Title: Plasma tumor-specific DNA as a biomarker for glioma
Principal Investigator: Kyle D. Weaver, M.D.
Recent advances in brain tumor research suggest the imminent development of effective treatments. Unfortunately, our ability to safely and accurately diagnose brain tumors and evaluate treatment response lags behind. It is imperative that these diagnostic deficiencies be corrected in concert with treatment advances.
It is well known that many cancers secrete their genetic material (DNA) into the blood. This DNA carries a unique tumor “fingerprint” and is not found a healthy person’s blood. It can be used to estimate amount of tumor, assess treatment response, and predict survival in some cancers, and only requires a blood draw, but has not been evaluated in brain tumors. We have demonstrated that brain tumors shed their unique DNA into the blood just as other tumors do.
We plan to develop this tumor-specific DNA in the blood into a biomarker to assist with the diagnosis of tumors and assess the response to therapy. To do so, we will identify patients needing an operation to remove a brain tumor. A piece of tumor will be removed for genetic fingerprinting and a blood sample taken to determine if it contains brain tumor DNA also. If so, the patient will be followed with MRI scans and blood draws. The type and amount of brain tumor DNA in the blood will be correlated with the patient’s clinical condition, amount of tumor on MRI, and survival. This will allow the development of a new, genetic test to better care for brain tumor patients and precisely guide their treatment.
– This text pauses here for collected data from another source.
Issue #2445, opened 2023-01-18
Propagation of tracing headers in HTTP Binding component


drewby:
## Describe the feature

Propagation of tracing headers in HTTP Binding component in Dapr to associate traces with the correct parent span. This feature will improve traceability and aid in debugging when calling external HTTP services that provide trace data to a central collector.

There is a workaround, where the client application can add the Traceparent to the metadata in the request payload. However, this means the upstream traces will be parented to the original request to Dapr, not the Dapr request to the endpoint. 

Since a motivation for Dapr is effortless distributed tracing, this capability should be built into the HTTP binding. There may be cases where a customer does not want to propagate trace headers, so perhaps a flag in the binding configuration could be set whether to propagate headers. 

## Release Note

RELEASE NOTE: **ADD** Propagation of tracing headers in HTTP Binding component.

msfussell:
@drewby - Can you update the docs issue for this?

PR #2452, opened 2023-01-20
Add tracing headers to HTTP request

drewby:
# Description

Adds tracing headers (traceparent and tracecontext) to the outbound request in the HTTP Binding. Adding tracing headers is controlled by a traceHeaders option in the binding config. For backward compatibility, the default behavior is 'false' (do not include trace headers). 

## Issue reference

This PR will close: #2445

## Checklist

* [X] Code compiles correctly
* [X] Created/updated tests
* [X] Extended the documentation / Created issue in the https://github.com/dapr/docs/ repo: dapr/docs#3076


bindings/http/http.go
```diff
@@ -104,6 +107,13 @@ func (h *HTTPSource) Init(metadata bindings.Metadata) error {
 		h.errorIfNot2XX = true
 	}
 
+	if val, ok := metadata.Properties["traceHeaders"]; ok {
+		h.traceHeaders = utils.IsTruthy(val)
+	} else {
+		// Default behavior
+		h.traceHeaders = false
+	}
```
pravinpushkar, line 115: We do not need the else block here. default will be false only IMO.

bindings/http/http.go
```diff
@@ -38,10 +38,12 @@ import (
...
 const (
-	MTLSEnable     = "MTLSEnable"
-	MTLSRootCA     = "MTLSRootCA"
-	MTLSClientCert = "MTLSClientCert"
-	MTLSClientKey  = "MTLSClientKey"
+	MTLSEnable        = "MTLSEnable"
+	MTLSRootCA        = "MTLSRootCA"
+	MTLSClientCert    = "MTLSClientCert"
+	MTLSClientKey     = "MTLSClientKey"
+	traceparentHeader = "traceparent"
```
ItalyPaleAle, line 45: Nit: separate this with a newline

bindings/http/http.go
```diff
@@ -104,6 +107,13 @@ func (h *HTTPSource) Init(metadata bindings.Metadata) error {
 		h.errorIfNot2XX = true
 	}
 
+	if val, ok := metadata.Properties["traceHeaders"]; ok {
```
ItalyPaleAle, line 110: Could be simplified to:

utils.IsTruthy(metadata.Properties["traceHeader"])

No need for the if block at all: if the value doesn't exist, the function returns false by default.

bindings/http/http.go
```diff
@@ -186,6 +196,7 @@ func (h *HTTPSource) Operations() []bindings.OperationKind {
 func (h *HTTPSource) Invoke(ctx context.Context, req *bindings.InvokeRequest) (*bindings.InvokeResponse, error) {
 	u := h.metadata.URL
 
+	traceHeaders := h.traceHeaders
```
ItalyPaleAle, line 199: No need for this, just access h.traceHeader

bindings/http/http.go
```diff
@@ -234,6 +245,16 @@ func (h *HTTPSource) Invoke(ctx context.Context, req *bindings.InvokeRequest) (*
 		request.Header.Set("Accept", "application/json; charset=utf-8")
 	}
 
+	// HTTP binding needs to inject traceparent header for proper tracing stack.
+	if traceHeaders {
+		if tp, ok := req.Metadata[traceparentHeader]; ok {
```
ItalyPaleAle, line 250: Rather than checking if it existsC, here and in the next block please check if the value is not "". Otherwise this could set the header to an empty value, but present.

bindings/http/http.go
ItalyPaleAle: Also please make the key a constant

ItalyPaleAle (changes requested):
Thanks for this :) looks good but some feedback on the code

ItalyPaleAle:
I actually wonder... if we should allow setting arbitrary headers rather than having a specific set? What if people want to set content-type or other headers?

bindings/http/http.go
ItalyPaleAle: On second thought I don't think we need this metadata key. Seems that the headers need to be passed in the metadata of each request so the default behavior is to not include them anyways.

bindings/http/http.go
berndverst, line 45:
```suggestion
	TraceparentHeaderKey = "traceparent"
```

Constants should be named as such and should always be capitalized.

berndverst (changes requested):
Please address feedback from @ItalyPaleAle and @pravinpushkar.

The trace header should only be checked in request metadata. There is no meaning to use this as a component metadata option.

bindings/http/http.go
drewby: Daprd is currently passing the trace headers to Bindings by adding them to metadata, but the HTTP binding is not adding them to the request. These trace headers exist when Dapr tracing is configured and regardless of whether the client calling Dapr includes them in metadata. And they have the advantage of getting the current Span id from Dapr (instead of the span id of the client). 

So the existing behavior will change for some. It seems like a minor change of behavior, but I wasn’t sure. Thoughts?

bindings/http/http.go
drewby: I’ll remove. I was trying to match current code, thought maybe it was convention. :)

drewby:
> I actually wonder... if we should allow setting arbitrary headers rather than having a specific set? What if people want to set content-type or other headers?

HTTP Binding allows arbitrary headings by adding them to Metadata with a Capitalized key. However, the daprd main code adds traceparent and tracestate to metadata without capitalization. So this is very specific to just these two headers getting forwarded.

drewby:
> Please address feedback from @ItalyPaleAle and @pravinpushkar.
> 
> The trace header should only be checked in request metadata. There is no meaning to use this as a component metadata option.

The purpose of the component metadata is to keep existing behavior, which is to not include traceparent/tracestate from the daprd context.  

Based on forums and some experience, there are users who will enable Daprd tracing and not instrument their own code. So nothing will change about request metadata, but they could start sending these headers.  I don’t think that breaks anything, but wasn’t sure so decided to default to an explicit enable of the new behavior.   

If we think sending the headers is the expected behavior, than this could be a bug fix instead of a new feature :)

bindings/http/http.go
drewby: Done

drewby:
@ItalyPaleAle, @berndverst I thought of another case over the weekend, I want to ask your input. 

Today, if a developer wants to send traceheaders to the http endpoint, they will manually add Traceparent to the request metadata. This is a workaround for the HTTP Binding not including the daprd trace context. We discussed this workaround in the discord.

An example, if the client includes a "Traceparent" in the metadata, darpd will add its one "traceparent" and "tracestate" and the incoming metadata to HTTP Binding will look something like this:

```
"path": "/"            // from client
"Traceparent": "1234"   // from client
"traceparent": "5678"   // from daprd
"tracestate": "9012"      // from daprd
```

With the code from this PR, this will result in the outbound HTTP request having headers "Traceparent": "1234" (from the client) and "Tracestate":"9012" (from daprd). Client header wins only because of order of execution. 

What do you think the correct behavior should be? Should we ignore the client trace headers in the metadata?

berndverst:
> @ItalyPaleAle, @berndverst I thought of another case over the weekend, I want to ask your input.
> 
> Today, if a developer wants to send traceheaders to the http endpoint, they will manually add Traceparent to the request metadata. This is a workaround for the HTTP Binding not including the daprd trace context. We discussed this workaround in the discord.
> 
> An example, if the client includes a "Traceparent" in the metadata, darpd will add its own "traceparent" and "tracestate" and the incoming metadata to HTTP Binding will look something like this:
> 
> ```
> "path": "/"            // from client
> "Traceparent": "1234"   // from client
> "traceparent": "5678"   // from daprd
> "tracestate": "9012"      // from daprd
> ```
> 
> With the code from this PR, this will result in the outbound HTTP request having headers "Traceparent": "1234" (from the client) and "Tracestate":"9012" (from daprd). Client header wins only because of order of execution.
> 
> What do you think the correct behavior should be? Should we ignore the client trace headers in the metadata? For proper distributed tracing, the parent should be the daprd traceparent.

Anything a client sets must be allowed as an explicit override - or maybe you should show a warning that these particular properties cannot be overridden. But you should not silently ignore the client's specified trace metadata.

berndverst:
> > Please address feedback from @ItalyPaleAle and @pravinpushkar.
> > The trace header should only be checked in request metadata. There is no meaning to use this as a component metadata option.
> 
> The purpose of the component metadata is to keep existing behavior, which is to not include traceparent/tracestate from the daprd context.
> 
> Based on forums and some experience, there are users who will enable Daprd tracing and not instrument their own code. So nothing will change about request metadata, but the binding might start sending these headers (unexpected by user). I don’t think sending the headers would break anything, but wasn’t sure so decided to default to an explicit enable of the new behavior.
> 
> If we think sending the headers is the expected behavior, than this could be a bug fix instead of a new feature :)

We don't make any guarantees about the headers, so adding additional trace headers is perfectly acceptable and doesn't require opt in.

However, if the user overrides trace headers themselves, you probably should alert the user that they are overriding trace headers if they have tracing enabled in Dapr. I'd use `warn` level logs for this.

bindings/http/http.go
drewby: Removed component metadata based on discussion below.

bindings/http/http.go
```diff
@@ -243,6 +247,22 @@ func (h *HTTPSource) Invoke(ctx context.Context, req *bindings.InvokeRequest) (*
 		}
 	}
 
+	// HTTP binding needs to inject traceparent header for proper tracing stack.
+	if tp, ok := req.Metadata[TraceparentHeaderKey]; ok && tp != "" {
+		if _, ok := request.Header[http.CanonicalHeaderKey(TraceparentHeaderKey)]; ok {
+			h.logger.Warn("tracing enabled, overwriting Traceparent in request headers")
```
berndverst, line 253:
```suggestion
			h.logger.Warn("When tracing is enabled a custom Traceparent request header cannot be specified and is ignored.")
```

bindings/http/http.go
```diff
@@ -243,6 +247,22 @@ func (h *HTTPSource) Invoke(ctx context.Context, req *bindings.InvokeRequest) (*
...
+		}
+
+		request.Header.Set(TraceparentHeaderKey, tp)
+	}
+	if ts, ok := req.Metadata[TracestateHeaderKey]; ok && ts != "" {
+		if _, ok := request.Header[http.CanonicalHeaderKey(TracestateHeaderKey)]; ok {
+			h.logger.Warn("tracing enabled, overwriting Tracestate in request headers")
```
berndverst, line 260:
```suggestion
			h.logger.Warn("Tracing is enabled. A custom Tracestate request header cannot be specified and is ignored.")
```

berndverst (approved):

PR #2453, opened 2023-01-20
Event Hubs: upgrade SDK to "track 2"

### LINKED ISSUE #2101: EventHubs components to use Azure SDK for Go ("Track 2 SDK")

### LINKED ISSUE #2378: The setup-azure-conf-test script contains some deprecated attributes, due to which it fails after running
## Expected Behavior

https://github.com/dapr/components-contrib/tree/master/tests/certification/pubsub/azure/eventhubs 
Referring to the above documentation, to run conformance test using azure portal, we need to run the script "setup-azure-conf-test.sh" in ".github/infrastructure/conformance/azure" and it should generate a bash rc file.

## Actual Behavior

The above script fails stating - "Could not find user with upn shivasingh@microsoft.com"

Login to az cli
Go to .github/infrastructure/conformance/azure and run setup-azure-conf-test.sh script

## Fix 
The script uses "objectId" attribute, which is deprecated in "az ad user list", it needs to be changed to "id"
https://learn.microsoft.com/nb-no/cli/azure/microsoft-graph-migration

ItalyPaleAle:
# Description

Updated the Azure Event Hubs PubSub and Binding components to the new "track 2" SDK.

This should come with no functional changes to end users (and no changes in metadata), but there are some significant performance and stability improvements thanks to using the new SDK (as well as some fixes in our component's code, including - _lesigh_ - race conditions).

EDIT:
- For the binding, there's a small change in that the `partitionID` metadata property has been deprecated in favor of listening on all partitions

## ⚠️ Important note

Azure Event Hub maintains "checkpoints" in Azure Blob Storage, and that's something that's managed by the SDK. The new SDK uses a different way of storing checkpoints that is **not compatible** with the old SDK.

This can be a problem during the rollout of a new version of Dapr: if the app is scaled horizontally, on an environment like K8s the rollout updates one instance of Dapr at a time. This means that for a brief time there can be apps using Dapr 1.9 (old SDK) and Dapr 1.10 (new SDK), and that will cause issues.

The way we're addressing that is a bit "hacky" but should do the job:

- Before starting a new subscription, we check if there's a file in Azure Storage with the checkpoint created by the old SDK (Dapr 1.9). If the file exists AND has an active lock, it means that there's another app running concurrently that's using the old SDK.
- We wait for up to 2 minutes to see if the lock is released (locks are requested for 60s so if they exist after 2 minutes, it means that the other app is still running).
- If after 2 minutes the lock is still active, we return an error starting the subscription to have Dapr complete the initialization anyways and report a healthy status to K8s. However, the subscription would not be active.
- At the same time, we also schedule a background timer that forces Dapr to crash after 2 more minutes. 2 minutes should be enough time for K8s to have completed the rollout of more instances of the app, and seeing Dapr panicking would cause K8s to restart the pod, and thus restarting the subscription. Hopefully by now all old apps have been updated so we can subscribe successfully.

This is not ideal but seems better than the only alternative @berndverst and I discussed of creating a "v2" of the component, which would require more manual work for users AND would increase the burden on us to support 2 versions of the same component (including one using deprecated SDKs).

This behavior will be temporary and will be removed in Dapr 1.13.

Note: given the temporary nature of this fix, and the complexity of creating a test running 2 versions of Dapr (we do not have the infra to do that at the moment), I will not be able to create an automated test for this. I have validated it manually.

## Issue reference

Fixes #2101 
Fixes #2378 incidentally


.github/infrastructure/conformance/azure/setup-azure-conf-test.sh
```diff
@@ -228,7 +228,7 @@ STORAGE_CONTAINER_VAR_NAME="AzureBlobStorageContainer"
 STORAGE_QUEUE_VAR_NAME="AzureBlobStorageQueue"
 
 # Derived variables
-ADMIN_ID="$(az ad user list --filter "userPrincipalName eq '${ADMIN_UPN}'" --query "[].objectId" --output tsv)"
```
ItalyPaleAle, line 231: Reviewers: the script was not working with the updated Azure SDK

pubsub/azure/eventhubs/eventhubs.go
```diff
@@ -15,709 +15,618 @@ package eventhubs
...
-	backOffConfig.Policy = retry.PolicyExponential
-	backOffConfig.MaxInterval = resourceCheckMaxRetryInterval
-	backOffConfig.MaxRetries = resourceCheckMaxRetry
+// BulkPublish sends data to Azure Event Hubs in bulk.
+func (aeh *AzureEventHubs) BulkPublish(ctx context.Context, req *pubsub.BulkPublishRequest) (pubsub.BulkPublishResponse, error) {
+	res := pubsub.BulkPublishResponse{}
 
-	b := backOffConfig.NewBackOffWithContext(parentCtx)
+	if req.Topic == "" {
+		return res, errors.New("parameter 'topic' is required")
```
mukundansundar, line 151: do we need to send a response of all failures so that it is retried again by dapr?

pubsub/azure/eventhubs/eventhubs.go
```diff
@@ -15,709 +15,618 @@ package eventhubs
...
 
-func (aeh *AzureEventHubs) ensurePublisherClient(ctx context.Context, hubName string) error {
-	if aeh.metadata.EnableEntityManagement {
-		if err := aeh.ensureEventHub(ctx, hubName); err != nil {
-			return err
-		}
+	// Build the batch of messages
+	batch, err := client.NewEventDataBatch(ctx, batchOpts)
+	if err != nil {
+		return fmt.Errorf("error creating batch: %w", err)
```
mukundansundar, line 202:
```suggestion
		return fmt.Errorf("error creating event batch: %w", err)
```

pubsub/azure/eventhubs/eventhubs.go
```diff
@@ -15,709 +15,618 @@ package eventhubs
...
+		// TODO: Support setting a batch size
+		const batchSize = 1
+		ctx, cancel = context.WithCancel(subscribeCtx)
+		events, err = partitionClient.ReceiveEvents(ctx, batchSize, nil)
+		cancel()
 
-	aeh.metadata = m
-	aeh.eventProcessors = map[string]*eph.EventProcessorHost{}
-	aeh.hubClients = map[string]*eventhub.Hub{}
+		// A DeadlineExceeded error means that the context timed out before we received the full batch of messages, and that's fine
```
mukundansundar, line 364: where is the timeout setting for this particular context `cix`? we are only initialising it with a cancel right?

pubsub/azure/eventhubs/eventhubs.go
```diff
@@ -15,709 +15,618 @@ package eventhubs
...
+		if err != nil && !errors.Is(err, context.DeadlineExceeded) {
+			// If we get an error like ErrorCodeOwnershipLost, it means that the partition was rebalanced and we lost it
+			// We'll just stop this subscription and return
+			eventHubError := (*azeventhubs.Error)(nil)
+			if errors.As(err, &eventHubError) && eventHubError.Code == azeventhubs.ErrorCodeOwnershipLost {
+				aeh.logger.Debug("Client lost ownership of partition %s for topic %s", partitionClient.PartitionID(), topic)
```
mukundansundar, line 370: Debugf?

.github/infrastructure/conformance/azure/setup-azure-conf-test.sh
berndverst: I can confirm this is necessary.

pubsub/azure/eventhubs/eventhubs.go
ItalyPaleAle: Yes you're right. Let me fix that

pubsub/azure/eventhubs/eventhubs.go
ItalyPaleAle: Good catch

pubsub/azure/eventhubs/eventhubs.go
```diff
@@ -620,6 +630,89 @@ func (aeh *AzureEventHubs) createCheckpointStore() (checkpointStore azeventhubs.
...
+		// Authenticate with a shared key
+		credential, newSharedKeyErr := azblob.NewSharedKeyCredential(aeh.metadata.StorageAccountName, aeh.metadata.StorageAccountKey)
+		if newSharedKeyErr != nil {
+			return nil, fmt.Errorf("invalid Azure Storage shared key credentials with error: %w", newSharedKeyErr)
+		}
+		client, err = azblob.NewClientWithSharedKeyCredential(accountURL, credential, &options)
+		if err != nil {
+			return nil, fmt.Errorf("error creating Azure Storage client from shared key credentials: %w", err)
+		}
+	} else {
```
mukundansundar, line 697: if else if else can be simplified, return after getting the client immediately.

pubsub/azure/eventhubs/eventhubs.go
```diff
@@ -620,6 +630,89 @@ func (aeh *AzureEventHubs) createCheckpointStore() (checkpointStore azeventhubs.
...
+		},
+	}
+
+	var (
+		err    error
+		client *azblob.Client
+	)
+	// Use the global URL for Azure Storage
+	accountURL := fmt.Sprintf("https://%s.blob.%s", aeh.metadata.StorageAccountName, "core.windows.net")
+
```
mukundansundar, line 680: can move this after connection string check

pubsub/azure/eventhubs/eventhubs.go
```diff
@@ -620,6 +630,89 @@ func (aeh *AzureEventHubs) createCheckpointStore() (checkpointStore azeventhubs.
...
+	defer cancel()
+	_, err = client.CreateContainer(ctx, aeh.metadata.StorageContainerName, &container.CreateOptions{
+		// Default is private
+		Access: nil,
+	})
+	if err != nil {
+		// Check if it's an Azure Storage error
+		resErr := &azcore.ResponseError{}
+		// If the container already exists, return no error
+		if errors.As(err, &resErr) && (resErr.ErrorCode == "ContainerAlreadyExists" || resErr.ErrorCode == "ResourceAlreadyExists") {
```
mukundansundar, line 654: create constants. 
Can we use any lib constants for this? As if the string changes, then this path is affected.

pubsub/azure/eventhubs/eventhubs.go
```diff
@@ -620,6 +630,89 @@ func (aeh *AzureEventHubs) createCheckpointStore() (checkpointStore azeventhubs.
...
+		}
+		client, err = azblob.NewClientWithSharedKeyCredential(accountURL, credential, &options)
+		if err != nil {
+			return nil, fmt.Errorf("error creating Azure Storage client from shared key credentials: %w", err)
+		}
+	} else {
+		// Use Azure AD
+		settings, err := azauth.NewEnvironmentSettings("storage", aeh.metadata.properties)
+		if err != nil {
+			return nil, err
```
mukundansundar, line 701: does this err need to be wrapped?

tests/certification/pubsub/azure/eventhubs/eventhubs_test.go
```diff
@@ -131,16 +131,16 @@ func TestEventhubs(t *testing.T) {
 			client := sidecar.GetClient(ctx, sidecarName)
 
 			// publish messages
-			ctx.Logf("Publishing messages. sidecarName: %s, topicName: %s", sidecarName, topicName)
+			logs := fmt.Sprintf("Published messages. sidecarName: %s, topicName: %s", sidecarName, topicName)
```
mukundansundar, line 134: This is still either present tense or future, cannot be past as the op is not complete yet.

pubsub/azure/eventhubs/eventhubs.go
ItalyPaleAle: I looked but sadly the constants are in the library but are not exported, they're in an internal package only (no idea why).

However these constants are defined in the Azure REST API specs so they will not change.

tests/certification/pubsub/azure/eventhubs/eventhubs_test.go
ItalyPaleAle: It's past as the log is printed after the messages have ben published only!

pubsub/azure/eventhubs/eventhubs.go
ItalyPaleAle: Fixed

ItalyPaleAle:
I've updated the PR and now changes the binding too, although it's not fully working yet - I'll debug more on Monday.

In the meanwhile, I've also identified the issue with IoT Hub that wasn't working, and it was because we had to enable the "fallback route". I've updated the Bicep to include that, and manually applied the change to the infra using the Azure Portal.

berndverst (approved):

tomkerkhove:
Out of curiosity, how is this not a breaking change?

This change most probably broke KEDA's integration.

berndverst:
Its not a breaking change and we made sure of it. We ensured to manually map existing properties to the new SDK for backwards compatibility. All existing auth methods continue to work in the exact same manner and we have E2E / integration tests and lots of customer evidence to prove it.

ItalyPaleAle:
@tomkerkhove To be honest I wasn't aware of the KEDA integration until yesterday :( Our team was never involved with that.

I would also argue that accessing the data in the checkpoint store without using Dapr is not an officially-supported scenario, so it is not covered by our backwards-compatibility promise.

That said, how can we help ensuring that KEDA integration works?

berndverst:
What even is the KEDA integration? Clearly as a maintainer I am completely unaware. @tomkerkhove 

Can you contribute a test or something?

tomkerkhove:
Sorry for the 0 context - I was referring to KEDA using the Dapr checkpointing pattern for https://keda.sh/docs/2.9/scalers/azure-event-hub/

PR #2462, opened 2023-01-24
Support PEM certificates from Azure AD

### LINKED ISSUE #2396: Azure Auth: failed to decode pkcs12 certificate while creating spt: pkcs12
## Expected Behavior
Creds file should work

## Actual Behavior
Creds file fails with:

```
process component localsecrets error: [INIT_COMPONENT_FAILURE]: initialization error occurred for send-email (bindings.azure.storagequeues/v1): invalid credentials with error: failed to decode pkcs12 certificate while creating spt: pkcs12: error reading P12 data: asn1: structure error: tags don't match (16 vs {class:0 tag:13 length:45 isCompound:true}) {optional:false explicit:false application:false private:false defaultValue:<nil> tag:<nil> stringType:0 timeType:0 set:false omitEmpty:false} pfxPdu @2" app_id=c2c-exchange-actors instance=COMP1 scope=dapr.runtime type=log ver=1.9.5
```

Seems to be an issue referenced here: https://github.com/Azure/azure-sdk-for-go/issues/5412

Create a credential with certificate, following this guide: https://docs.dapr.io/developing-applications/integrations/azure/authenticating-azure/#creating-an-azure-ad-application
```
az ad sp create-for-rbac --name ... --role contributor ...  --create-cert 
```

Copy the file from `fileWithCertAndPrivateKey` to home directory, reference it in component.yml

```yml
apiVersion: dapr.io/v1alpha1
kind: Component
metadata:
  name: send-email
spec:
  type: bindings.azure.storagequeues
  version: v1
  metadata:
  - name: accountName
    secretKeyRef:
      name: storageAccount
  - name: queueName
    value: send-email
  - name: azureTenantId
    secretKeyRef:
      name: azure__tenantId
  - name: azureClientId
    secretKeyRef:
      name: azure__clientId
  - name: azureCertificateFile
    value: "C:\\Users\\myuser\\.dapr\\certs\\myfile.pem"
```

Run application with dapr

## Release Note

RELEASE NOTE:

ItalyPaleAle:
The Azure CLI is now issuing client certificates in an "unusual" format: a single file containing 2 PEM-encoded DER blocks with both the certificate and key. This updates our Azure AD auth layer to support that format too, in addition to the "usual" PKCS#12/PFX.

Fixes #2396

### DIFF
--- a/internal/authentication/azure/auth.go
+++ b/internal/authentication/azure/auth.go
@@ -16,6 +16,7 @@ package azure
 import (
 	"crypto/rsa"
 	"crypto/x509"
+	"encoding/pem"
 	"errors"
 	"fmt"
 	"os"
@@ -313,7 +314,7 @@ func (c CertConfig) ServicePrincipalTokenByCertBytes() (*adal.ServicePrincipalTo
 		return nil, err
 	}
 
-	certificate, rsaPrivateKey, err := c.decodePkcs12(c.CertificateData, c.CertificatePassword)
+	certificate, rsaPrivateKey, err := c.decodeCertificate(c.CertificateData, c.CertificatePassword)
 	if err != nil {
 		return nil, fmt.Errorf("failed to decode pkcs12 certificate while creating spt: %v", err)
 	}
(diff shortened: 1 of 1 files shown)


berndverst (approved):
LGTM - that's how I would have done that too

ItalyPaleAle:
> that's how I would have done that too

Great minds think alike? 😉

Title: Cellular Therapies for Malignant Gliomas
Principal Investigator: Moneeb Ehtesham, M.D.
Our research focuses on the development of effective cell-based strategies to treat malignant brain tumors. High grade gliomas, the most common primary brain tumors, are characterized by their highly infiltrative nature and often recur despite aggressive resection of the primary tumor mass with adjunct radio- and chemotherapy. Our work focuses on developing the use of progenitors and immune cells as tools to track down and specifically target infiltrative glioma cells in the brain. The goal of this laboratory is to develop these experimental approaches into translationally relevant treatment paradigms. We are also interested in elucidating chemokine signaling mechanisms that govern the migratory capacity of glioma cells as well as neural progenitors in the brain. Furthermore, our group also seeks to investigate signaling mechanisms that may govern aberrant progenitor cell proliferation in the context of gliomagenesis.